• _Task to carry out_: All entries are to be given again verbatim.

• _Extracted records_:
Issue #1111, opened 2023-08-07
[Bug] Shuffle server can not delete remote storage path in security cluster.


zhengchenyu:
### Code of Conduct

- [X] I agree to follow this project's [Code of Conduct](https://www.apache.org/foundation/policies/conduct)

### Search before asking

- [X] I have searched in the [issues](https://github.com/apache/incubator-uniffle/issues?q=is%3Aissue) and found no similar issues.

### Describe the bug

In security cluster, shuffle server delete remote storage path failed, the logs:

```
[WARN] 2023-08-04 15:38:28,840 clearResourceThread HadoopShuffleDeleteHandler delete - Can't delete shuffle data for appId[appattempt_1691129746305_0051_000001] with 4 times
java.lang.Exception: User must be not null or empty
	at org.apache.uniffle.common.security.HadoopSecurityContext.runSecured(HadoopSecurityContext.java:99)
	at org.apache.uniffle.common.filesystem.HadoopFilesystemProvider.getFilesystem(HadoopFilesystemProvider.java:57)
	at org.apache.uniffle.storage.handler.impl.HadoopShuffleDeleteHandler.delete(HadoopShuffleDeleteHandler.java:54)
	at org.apache.uniffle.server.storage.HadoopStorageManager.removeResources(HadoopStorageManager.java:113)
	at org.apache.uniffle.server.storage.MultiStorageManager.removeResources(MultiStorageManager.java:175)
	at org.apache.uniffle.server.ShuffleTaskManager.removeResources(ShuffleTaskManager.java:663)
	at org.apache.uniffle.server.ShuffleTaskManager.lambda$new$0(ShuffleTaskManager.java:162)
	at java.lang.Thread.run(Thread.java:748)
```

### Affects Version(s)

master

### Are you willing to submit PR?

- [X] Yes I am willing to submit a PR!

PR #1122, opened 2023-08-08
[#1111] fix: Shuffle server can not delete remote storage path in security cluster

zhengchenyu:

Fix the bug that shuffle server can not delete remote storage path in security hdfs.

Fix: #1111

### DIFF
--- a/common/src/test/java/org/apache/uniffle/common/KerberizedHadoop.java
+++ b/common/src/test/java/org/apache/uniffle/common/KerberizedHadoop.java
@@ -60,6 +60,7 @@ import org.apache.uniffle.common.util.RssUtils;
 
 import static org.apache.hadoop.fs.CommonConfigurationKeys.IPC_CLIENT_CONNECT_MAX_RETRIES_ON_SASL_KEY;
 import static org.apache.hadoop.fs.CommonConfigurationKeysPublic.HADOOP_SECURITY_AUTHENTICATION;
+import static org.apache.hadoop.fs.CommonConfigurationKeysPublic.HADOOP_SECURITY_AUTH_TO_LOCAL;
 import static org.apache.hadoop.hdfs.DFSConfigKeys.DFS_BLOCK_ACCESS_TOKEN_ENABLE_KEY;
 import static org.apache.hadoop.hdfs.DFSConfigKeys.DFS_DATANODE_HTTPS_ADDRESS_KEY;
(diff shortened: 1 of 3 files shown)


jerqi:
@zuston Could you help me review this pr?

common/src/test/java/org/apache/uniffle/common/KerberizedHadoop.java
```diff
@@ -349,4 +350,18 @@ public Configuration getConf() {
       return null;
     }
   }
+
+  public List<String> generateKeyTab(String user) throws Exception {
+    LOGGER.info("generateKeyTab user is {}", user);
+    if (user.equals("hdfs")) {
```
smallzhongfeng, line 356:
```suggestion
    if ("hdfs".equals(user)) {
```

server/src/main/java/org/apache/uniffle/server/ShuffleTaskManager.java
```diff
@@ -649,6 +649,7 @@ public void checkLeakShuffleData() {
   public void removeResources(String appId) {
     LOG.info("Start remove resource for appId[" + appId + "]");
     final long start = System.currentTimeMillis();
+    String user = getUserByAppId(appId);
```
jerqi, line 652: `user` may be null some times If app is removed.

zhengchenyu: Only the next line code will remove shuffleTaskInfos. I move before it. 
Because after next line, getUserByAppId(appId) is always null. 
User name is not a problem for non security cluster. But user name is important for security cluster.

zhengchenyu: > `user` may be null some times If app is removed.

@jerqi 
Only next line will remove app from shuffleTaskInfo. 
Here I move getUserByAppId before 'shuffleTaskInfos.remove(appId)', or user will be null.

jerqi: If the method can handle the null value situation, I'm ok for this change. Let @zuston take another look.

jerqi:
@zuston Ping.

zuston (commented):
From my side, when the user is null, the delete operation still could continue. This limitation could be removed in `HadoopSecurityContext` . WDYT?

zuston (approved):
Anyway, this is a good fix. +1 Merged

• _Result for this task_:
Issue #1111, opened 2023-08-07
[Bug] Shuffle server can not delete remote storage path in security cluster.


zhengchenyu:
### Code of Conduct

- [X] I agree to follow this project's [Code of Conduct](https://www.apache.org/foundation/policies/conduct)

### Search before asking

- [X] I have searched in the [issues](https://github.com/apache/incubator-uniffle/issues?q=is%3Aissue) and found no similar issues.

### Describe the bug

In security cluster, shuffle server delete remote storage path failed, the logs:

```
[WARN] 2023-08-04 15:38:28,840 clearResourceThread HadoopShuffleDeleteHandler delete - Can't delete shuffle data for appId[appattempt_1691129746305_0051_000001] with 4 times
java.lang.Exception: User must be not null or empty
	at org.apache.uniffle.common.security.HadoopSecurityContext.runSecured(HadoopSecurityContext.java:99)
	at org.apache.uniffle.common.filesystem.HadoopFilesystemProvider.getFilesystem(HadoopFilesystemProvider.java:57)
	at org.apache.uniffle.storage.handler.impl.HadoopShuffleDeleteHandler.delete(HadoopShuffleDeleteHandler.java:54)
	at org.apache.uniffle.server.storage.HadoopStorageManager.removeResources(HadoopStorageManager.java:113)
	at org.apache.uniffle.server.storage.MultiStorageManager.removeResources(MultiStorageManager.java:175)
	at org.apache.uniffle.server.ShuffleTaskManager.removeResources(ShuffleTaskManager.java:663)
	at org.apache.uniffle.server.ShuffleTaskManager.lambda$new$0(ShuffleTaskManager.java:162)
	at java.lang.Thread.run(Thread.java:748)
```

### Affects Version(s)

master

### Are you willing to submit PR?

- [X] Yes I am willing to submit a PR!

PR #1122, opened 2023-08-08
[#1111] fix: Shuffle server can not delete remote storage path in security cluster

zhengchenyu:

Fix the bug that shuffle server can not delete remote storage path in security hdfs.

Fix: #1111

### DIFF
--- a/common/src/test/java/org/apache/uniffle/common/KerberizedHadoop.java
+++ b/common/src/test/java/org/apache/uniffle/common/KerberizedHadoop.java
@@ -60,6 +60,7 @@ import org.apache.uniffle.common.util.RssUtils;
 
 import static org.apache.hadoop.fs.CommonConfigurationKeys.IPC_CLIENT_CONNECT_MAX_RETRIES_ON_SASL_KEY;
 import static org.apache.hadoop.fs.CommonConfigurationKeysPublic.HADOOP_SECURITY_AUTHENTICATION;
+import static org.apache.hadoop.fs.CommonConfigurationKeysPublic.HADOOP_SECURITY_AUTH_TO_LOCAL;
 import static org.apache.hadoop.hdfs.DFSConfigKeys.DFS_BLOCK_ACCESS_TOKEN_ENABLE_KEY;
 import static org.apache.hadoop.hdfs.DFSConfigKeys.DFS_DATANODE_HTTPS_ADDRESS_KEY;
(diff shortened: 1 of 3 files shown)


jerqi:
@zuston Could you help me review this pr?

common/src/test/java/org/apache/uniffle/common/KerberizedHadoop.java
```diff
@@ -349,4 +350,18 @@ public Configuration getConf() {
       return null;
     }
   }
+
+  public List<String> generateKeyTab(String user) throws Exception {
+    LOGGER.info("generateKeyTab user is {}", user);
+    if (user.equals("hdfs")) {
```
smallzhongfeng, line 356:
```suggestion
    if ("hdfs".equals(user)) {
```

server/src/main/java/org/apache/uniffle/server/ShuffleTaskManager.java
```diff
@@ -649,6 +649,7 @@ public void checkLeakShuffleData() {
   public void removeResources(String appId) {
     LOG.info("Start remove resource for appId[" + appId + "]");
     final long start = System.currentTimeMillis();
+    String user = getUserByAppId(appId);
```
jerqi, line 652: `user` may be null some times If app is removed.

zhengchenyu: Only the next line code will remove shuffleTaskInfos. I move before it. 
Because after next line, getUserByAppId(appId) is always null. 
User name is not a problem for non security cluster. But user name is important for security cluster.

zhengchenyu: > `user` may be null some times If app is removed.

@jerqi 
Only next line will remove app from shuffleTaskInfo. 
Here I move getUserByAppId before 'shuffleTaskInfos.remove(appId)', or user will be null.

jerqi: If the method can handle the null value situation, I'm ok for this change. Let @zuston take another look.

jerqi:
@zuston Ping.

zuston (commented):
From my side, when the user is null, the delete operation still could continue. This limitation could be removed in `HadoopSecurityContext` . WDYT?

zuston (approved):
Anyway, this is a good fix. +1 Merged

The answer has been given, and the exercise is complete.